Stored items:
——

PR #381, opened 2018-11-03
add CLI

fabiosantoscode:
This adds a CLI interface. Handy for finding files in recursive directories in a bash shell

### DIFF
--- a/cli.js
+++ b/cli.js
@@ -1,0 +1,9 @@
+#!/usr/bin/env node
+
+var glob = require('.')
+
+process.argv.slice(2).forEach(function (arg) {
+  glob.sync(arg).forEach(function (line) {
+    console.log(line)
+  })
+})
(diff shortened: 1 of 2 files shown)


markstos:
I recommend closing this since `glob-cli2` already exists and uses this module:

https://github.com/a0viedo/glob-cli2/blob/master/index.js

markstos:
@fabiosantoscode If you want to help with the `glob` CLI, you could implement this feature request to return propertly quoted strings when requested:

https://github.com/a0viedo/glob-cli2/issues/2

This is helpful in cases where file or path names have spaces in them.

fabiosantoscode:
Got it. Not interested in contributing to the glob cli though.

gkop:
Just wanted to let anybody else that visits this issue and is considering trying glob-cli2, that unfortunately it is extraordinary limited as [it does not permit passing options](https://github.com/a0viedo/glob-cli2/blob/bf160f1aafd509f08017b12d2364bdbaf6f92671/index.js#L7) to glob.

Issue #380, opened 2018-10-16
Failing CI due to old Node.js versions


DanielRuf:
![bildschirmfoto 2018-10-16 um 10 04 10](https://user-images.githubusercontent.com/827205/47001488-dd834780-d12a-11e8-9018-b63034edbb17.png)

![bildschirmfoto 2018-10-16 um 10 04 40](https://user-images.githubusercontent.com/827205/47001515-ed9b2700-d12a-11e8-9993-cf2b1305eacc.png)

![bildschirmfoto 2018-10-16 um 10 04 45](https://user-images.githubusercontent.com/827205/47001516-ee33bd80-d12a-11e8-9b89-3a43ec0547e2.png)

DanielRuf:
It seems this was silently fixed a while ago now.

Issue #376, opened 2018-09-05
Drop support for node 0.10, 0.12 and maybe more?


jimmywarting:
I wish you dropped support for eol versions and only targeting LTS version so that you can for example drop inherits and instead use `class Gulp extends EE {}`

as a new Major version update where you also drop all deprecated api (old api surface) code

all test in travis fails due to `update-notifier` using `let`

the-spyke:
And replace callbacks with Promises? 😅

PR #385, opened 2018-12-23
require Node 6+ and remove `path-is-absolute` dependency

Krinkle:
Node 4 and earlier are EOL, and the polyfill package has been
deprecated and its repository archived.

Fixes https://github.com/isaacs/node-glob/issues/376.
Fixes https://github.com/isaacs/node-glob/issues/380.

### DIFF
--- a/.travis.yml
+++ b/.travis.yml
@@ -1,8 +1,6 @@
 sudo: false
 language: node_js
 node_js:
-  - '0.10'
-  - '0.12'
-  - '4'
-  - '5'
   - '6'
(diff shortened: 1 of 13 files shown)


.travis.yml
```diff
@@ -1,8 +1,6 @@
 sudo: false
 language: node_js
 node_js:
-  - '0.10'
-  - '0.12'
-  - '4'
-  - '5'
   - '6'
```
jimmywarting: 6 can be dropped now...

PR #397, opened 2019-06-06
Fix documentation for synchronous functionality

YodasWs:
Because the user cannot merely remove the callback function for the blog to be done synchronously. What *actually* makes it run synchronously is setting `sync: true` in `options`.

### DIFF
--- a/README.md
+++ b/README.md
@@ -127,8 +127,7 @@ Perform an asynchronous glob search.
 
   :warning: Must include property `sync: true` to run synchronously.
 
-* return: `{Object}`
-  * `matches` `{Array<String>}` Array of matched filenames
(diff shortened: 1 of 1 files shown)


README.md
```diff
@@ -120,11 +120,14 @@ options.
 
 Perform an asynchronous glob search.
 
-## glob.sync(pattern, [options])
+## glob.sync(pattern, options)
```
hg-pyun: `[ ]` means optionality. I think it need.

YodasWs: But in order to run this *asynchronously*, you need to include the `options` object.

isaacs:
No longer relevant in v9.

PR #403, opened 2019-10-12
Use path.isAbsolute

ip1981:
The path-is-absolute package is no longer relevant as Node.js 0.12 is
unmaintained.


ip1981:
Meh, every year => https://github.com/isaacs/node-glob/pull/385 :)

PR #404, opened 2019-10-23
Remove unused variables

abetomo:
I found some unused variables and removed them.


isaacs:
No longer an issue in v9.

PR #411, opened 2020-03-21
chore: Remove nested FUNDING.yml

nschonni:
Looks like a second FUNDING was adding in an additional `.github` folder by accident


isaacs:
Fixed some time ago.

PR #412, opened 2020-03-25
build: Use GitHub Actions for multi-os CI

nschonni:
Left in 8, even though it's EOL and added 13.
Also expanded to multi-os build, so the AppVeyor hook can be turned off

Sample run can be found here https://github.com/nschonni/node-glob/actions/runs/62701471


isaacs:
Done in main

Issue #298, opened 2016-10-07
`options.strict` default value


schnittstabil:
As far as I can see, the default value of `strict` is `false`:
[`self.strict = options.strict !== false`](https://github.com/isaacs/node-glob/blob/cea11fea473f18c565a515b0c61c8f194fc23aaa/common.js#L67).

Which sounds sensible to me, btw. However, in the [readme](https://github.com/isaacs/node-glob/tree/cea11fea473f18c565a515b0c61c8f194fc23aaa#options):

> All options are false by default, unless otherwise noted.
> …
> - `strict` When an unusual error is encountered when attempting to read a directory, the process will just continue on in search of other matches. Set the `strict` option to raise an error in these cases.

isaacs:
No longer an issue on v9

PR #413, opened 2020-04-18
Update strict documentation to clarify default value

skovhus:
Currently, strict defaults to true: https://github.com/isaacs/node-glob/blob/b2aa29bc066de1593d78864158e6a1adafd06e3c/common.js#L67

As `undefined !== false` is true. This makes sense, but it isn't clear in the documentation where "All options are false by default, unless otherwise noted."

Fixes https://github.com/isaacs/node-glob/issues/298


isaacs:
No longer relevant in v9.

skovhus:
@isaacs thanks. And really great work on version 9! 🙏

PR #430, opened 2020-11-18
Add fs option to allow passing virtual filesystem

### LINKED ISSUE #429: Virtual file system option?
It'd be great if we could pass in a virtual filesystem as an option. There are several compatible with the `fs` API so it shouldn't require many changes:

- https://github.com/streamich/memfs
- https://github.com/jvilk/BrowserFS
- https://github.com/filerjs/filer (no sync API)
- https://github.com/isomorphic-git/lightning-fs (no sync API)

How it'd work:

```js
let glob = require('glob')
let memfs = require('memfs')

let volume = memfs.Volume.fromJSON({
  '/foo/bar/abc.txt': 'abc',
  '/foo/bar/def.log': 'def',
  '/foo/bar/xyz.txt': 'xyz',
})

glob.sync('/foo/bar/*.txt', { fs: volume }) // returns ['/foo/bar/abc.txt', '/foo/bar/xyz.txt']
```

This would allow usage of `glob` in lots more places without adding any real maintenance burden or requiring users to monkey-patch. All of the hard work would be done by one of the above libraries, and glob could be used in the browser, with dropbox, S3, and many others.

——

Assigned task -
From the data above, reproduce word for word the lines running from the line with "chore: Remove nested FUNDING.yml" to the line with "Also expanded to", ends included.

Result -
chore: Remove nested FUNDING.yml

nschonni:
Looks like a second FUNDING was adding in an additional `.github` folder by accident


isaacs:
Fixed some time ago.

PR #412, opened 2020-03-25
build: Use GitHub Actions for multi-os CI

nschonni:
Left in 8, even though it's EOL and added 13.
Also expanded to multi-os build, so the AppVeyor hook can be turned off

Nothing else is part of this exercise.